(Dataset entries)
::::

PR #3593, opened 2023-09-23
sysutils/webdav-backup

mietzen:
I copied and edit `nextcloud-backup` to be able to use it with any WebDAV Server.

I needed to make some  changes to the functionality compared to `Nextcloud.php`:
https://github.com/mietzen/opnsense-plugins/compare/6eb10e573ddbab6609a239de2d74c25c94c35585..52685adb1bf0f0f968f0a65fd1a22bb30fa49218
Apart from that I only changed the names from `nextcloud` to `webdav`.

I tested this with the WebDAV Service of mailbox.org's open-xchange OX-Drive. 

Warning, this is the first time I wrote something in php I hope some finds the time for a proper review 👍

### DIFF
--- a/sysutils/webdav-backup/src/opnsense/mvc/app/library/OPNsense/Backup/Webdav.php
+++ b/sysutils/webdav-backup/src/opnsense/mvc/app/library/OPNsense/Backup/Webdav.php
@@ -187,32 +187,54 @@ class Webdav extends Base implements IBackupProvider
      */
     public function listFiles($url, $username, $password, $directory = '/', $only_dirs = true)
     {
+        syslog(LOG_NOTICE, "entering listFiles");
+        syslog(LOG_NOTICE, "filelist url:");
+        syslog(LOG_NOTICE, $url);
+        if ( $only_dirs){
+            syslog(LOG_NOTICE, "listFiles only_dirs: true");
+        } else {
+            syslog(LOG_NOTICE, "listFiles only_dirs: false");
+        }
+        syslog(LOG_NOTICE, "filelist directory:");
+        syslog(LOG_NOTICE, $directory);
+
+        $headers = array("User-Agent: OPNsense Firewall", "Depth: 1");
         $result = $this->curl_request(
             "$url$directory",
             $username,
             $password,
             'PROPFIND',
-            "Error while fetching filelist from Webdav '{$directory}' path"
+            "Error while fetching filelist from Webdav '{$directory}' path",
+            null,
+            $headers
         );
         // workaround - simplexml seems to be broken when using namespaces - remove them.
-        $xml = simplexml_load_string(str_replace(['<d:', '</d:'], ['<', '</'], $result['response']));
+        $xml = simplexml_load_string(str_ireplace(['<d:', '</d:'], ['<', '</'], $result['response']));
         $ret = array();
         foreach ($xml->children() as $response) {
             // d:response
             if ($response->getName() == 'response') {
                 $fileurl =  (string)$response->href;
-                $dirname = explode("", $fileurl, 2)[1];
+                syslog(LOG_NOTICE, "listFiles fileurl:");
+                syslog(LOG_NOTICE, $fileurl);
+                $dirname = end(array_filter(explode("/",$fileurl)));
+                syslog(LOG_NOTICE, "listFiles dirname:");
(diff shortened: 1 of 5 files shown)


doktornotor:
> I needed to make some changes to the functionality compared to `Nextcloud.php`: https://github.com/mietzen/opnsense-plugins/compare/6eb10e573ddbab6609a239de2d74c25c94c35585..52685adb1bf0f0f968f0a65fd1a22bb30fa49218 Apart from that I only changed the names from `nextcloud` to `webdav`.

Ok, so considering the above - here's an idea - make a toggle for switching between Nextcloud and generic WebDAV instead? Better than maintaining two plugins with pretty much identical code, isn't it?💡

mietzen:
Yes and no, I my opinion it would make more sense to only have a universal WebDAV option + Documentation for different providers, since you could also use nextcloud with this plugin. I would fear that we soon need switches for all kind of providers, e.g. Owncloud, Seafile, Box, etc.

But I also get that it is hard to "universify" a plugin that is published, forcing it current users to reconfigure.

AdSchellevis:
I kind of agree with @doktornotor , having two almost identical plugins isn't great in terms of maintainability in the long run. I would expect that it shouldn't be that difficult to support other providers in the existing one without breaking people's setups. When working on the documentation it also has the advantage of improving both at the same time :)

In the long run we could always consider calling nextcloud to something more generic... starting with a shared codebase eases most future steps.

doktornotor:
> In the long run we could always consider calling nextcloud to something more generic... starting with a shared codebase eases most future steps.

Yep, I'd say rename `os-nextcloud-backup` to `os-webdav-backup`, the config bits migration for existing users should be pretty straightforward.

AdSchellevis:
probably, but the first step is adding support for additional providers. We can rename in a future major release, no need to rush anything as naming is only cosmetic.

sysutils/webdav-backup/src/opnsense/mvc/app/library/OPNsense/Backup/Webdav.php
```diff
@@ -0,0 +1,368 @@
...
+     * @param $url string URL to call
+     * @param $username string username
+     * @param $password string password
+     * @param $method string HTTP verb
+     * @param $error_message string error message to forward to the http calling method
+     * @param null $postdata post data if any (can be null)
+     * @return array|\SimpleXMLElement|null
+     * @throws \Exception
+     */
+    public function ocs_request($url, $username, $password, $method, $error_message, $postdata = null)
```
fabianfrz, line 339: ocs is for nextcloud, you can remove the  OCS header and the prefix of this method as they are for nextcloud

sysutils/webdav-backup/src/opnsense/mvc/app/library/OPNsense/Backup/Webdav.php
```diff
@@ -0,0 +1,368 @@
...
+namespace OPNsense\Backup;
+
+use OPNsense\Core\Config;
+use OPNsense\Backup\WebdavSettings;
+
+/**
+ * Class Webdav backup
+ * @package OPNsense\Backup
+ */
+class Webdav extends Base implements IBackupProvider
```
fabianfrz, line 40: you could extend the nextcloud provider to avoid duplication. then you can just add it into the nextcloud plugin

mietzen: Wouldn't it be better to do it the other way around? `Webdav` as base class?

sysutils/webdav-backup/src/opnsense/mvc/app/library/OPNsense/Backup/Webdav.php
mietzen: I deleted it

sysutils/webdav-backup/src/opnsense/mvc/app/library/OPNsense/Backup/Webdav.php
fabianfrz: You can but then it is more testing effort (need to test nextclould then as well)

AdSchellevis:
not enough movement, closing for now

::::

EXERCISE DETAILS:
The whole of the data must be given again, exactly as shown.

WRITTEN SOLUTION:
PR #3593, opened 2023-09-23
sysutils/webdav-backup

mietzen:
I copied and edit `nextcloud-backup` to be able to use it with any WebDAV Server.

I needed to make some  changes to the functionality compared to `Nextcloud.php`:
https://github.com/mietzen/opnsense-plugins/compare/6eb10e573ddbab6609a239de2d74c25c94c35585..52685adb1bf0f0f968f0a65fd1a22bb30fa49218
Apart from that I only changed the names from `nextcloud` to `webdav`.

I tested this with the WebDAV Service of mailbox.org's open-xchange OX-Drive. 

Warning, this is the first time I wrote something in php I hope some finds the time for a proper review 👍

### DIFF
--- a/sysutils/webdav-backup/src/opnsense/mvc/app/library/OPNsense/Backup/Webdav.php
+++ b/sysutils/webdav-backup/src/opnsense/mvc/app/library/OPNsense/Backup/Webdav.php
@@ -187,32 +187,54 @@ class Webdav extends Base implements IBackupProvider
      */
     public function listFiles($url, $username, $password, $directory = '/', $only_dirs = true)
     {
+        syslog(LOG_NOTICE, "entering listFiles");
+        syslog(LOG_NOTICE, "filelist url:");
+        syslog(LOG_NOTICE, $url);
+        if ( $only_dirs){
+            syslog(LOG_NOTICE, "listFiles only_dirs: true");
+        } else {
+            syslog(LOG_NOTICE, "listFiles only_dirs: false");
+        }
+        syslog(LOG_NOTICE, "filelist directory:");
+        syslog(LOG_NOTICE, $directory);
+
+        $headers = array("User-Agent: OPNsense Firewall", "Depth: 1");
         $result = $this->curl_request(
             "$url$directory",
             $username,
             $password,
             'PROPFIND',
-            "Error while fetching filelist from Webdav '{$directory}' path"
+            "Error while fetching filelist from Webdav '{$directory}' path",
+            null,
+            $headers
         );
         // workaround - simplexml seems to be broken when using namespaces - remove them.
-        $xml = simplexml_load_string(str_replace(['<d:', '</d:'], ['<', '</'], $result['response']));
+        $xml = simplexml_load_string(str_ireplace(['<d:', '</d:'], ['<', '</'], $result['response']));
         $ret = array();
         foreach ($xml->children() as $response) {
             // d:response
             if ($response->getName() == 'response') {
                 $fileurl =  (string)$response->href;
-                $dirname = explode("", $fileurl, 2)[1];
+                syslog(LOG_NOTICE, "listFiles fileurl:");
+                syslog(LOG_NOTICE, $fileurl);
+                $dirname = end(array_filter(explode("/",$fileurl)));
+                syslog(LOG_NOTICE, "listFiles dirname:");
(diff shortened: 1 of 5 files shown)


doktornotor:
> I needed to make some changes to the functionality compared to `Nextcloud.php`: https://github.com/mietzen/opnsense-plugins/compare/6eb10e573ddbab6609a239de2d74c25c94c35585..52685adb1bf0f0f968f0a65fd1a22bb30fa49218 Apart from that I only changed the names from `nextcloud` to `webdav`.

Ok, so considering the above - here's an idea - make a toggle for switching between Nextcloud and generic WebDAV instead? Better than maintaining two plugins with pretty much identical code, isn't it?💡

mietzen:
Yes and no, I my opinion it would make more sense to only have a universal WebDAV option + Documentation for different providers, since you could also use nextcloud with this plugin. I would fear that we soon need switches for all kind of providers, e.g. Owncloud, Seafile, Box, etc.

But I also get that it is hard to "universify" a plugin that is published, forcing it current users to reconfigure.

AdSchellevis:
I kind of agree with @doktornotor , having two almost identical plugins isn't great in terms of maintainability in the long run. I would expect that it shouldn't be that difficult to support other providers in the existing one without breaking people's setups. When working on the documentation it also has the advantage of improving both at the same time :)

In the long run we could always consider calling nextcloud to something more generic... starting with a shared codebase eases most future steps.

doktornotor:
> In the long run we could always consider calling nextcloud to something more generic... starting with a shared codebase eases most future steps.

Yep, I'd say rename `os-nextcloud-backup` to `os-webdav-backup`, the config bits migration for existing users should be pretty straightforward.

AdSchellevis:
probably, but the first step is adding support for additional providers. We can rename in a future major release, no need to rush anything as naming is only cosmetic.

sysutils/webdav-backup/src/opnsense/mvc/app/library/OPNsense/Backup/Webdav.php
```diff
@@ -0,0 +1,368 @@
...
+     * @param $url string URL to call
+     * @param $username string username
+     * @param $password string password
+     * @param $method string HTTP verb
+     * @param $error_message string error message to forward to the http calling method
+     * @param null $postdata post data if any (can be null)
+     * @return array|\SimpleXMLElement|null
+     * @throws \Exception
+     */
+    public function ocs_request($url, $username, $password, $method, $error_message, $postdata = null)
```
fabianfrz, line 339: ocs is for nextcloud, you can remove the  OCS header and the prefix of this method as they are for nextcloud

sysutils/webdav-backup/src/opnsense/mvc/app/library/OPNsense/Backup/Webdav.php
```diff
@@ -0,0 +1,368 @@
...
+namespace OPNsense\Backup;
+
+use OPNsense\Core\Config;
+use OPNsense\Backup\WebdavSettings;
+
+/**
+ * Class Webdav backup
+ * @package OPNsense\Backup
+ */
+class Webdav extends Base implements IBackupProvider
```
fabianfrz, line 40: you could extend the nextcloud provider to avoid duplication. then you can just add it into the nextcloud plugin

mietzen: Wouldn't it be better to do it the other way around? `Webdav` as base class?

sysutils/webdav-backup/src/opnsense/mvc/app/library/OPNsense/Backup/Webdav.php
mietzen: I deleted it

sysutils/webdav-backup/src/opnsense/mvc/app/library/OPNsense/Backup/Webdav.php
fabianfrz: You can but then it is more testing effort (need to test nextclould then as well)

AdSchellevis:
not enough movement, closing for now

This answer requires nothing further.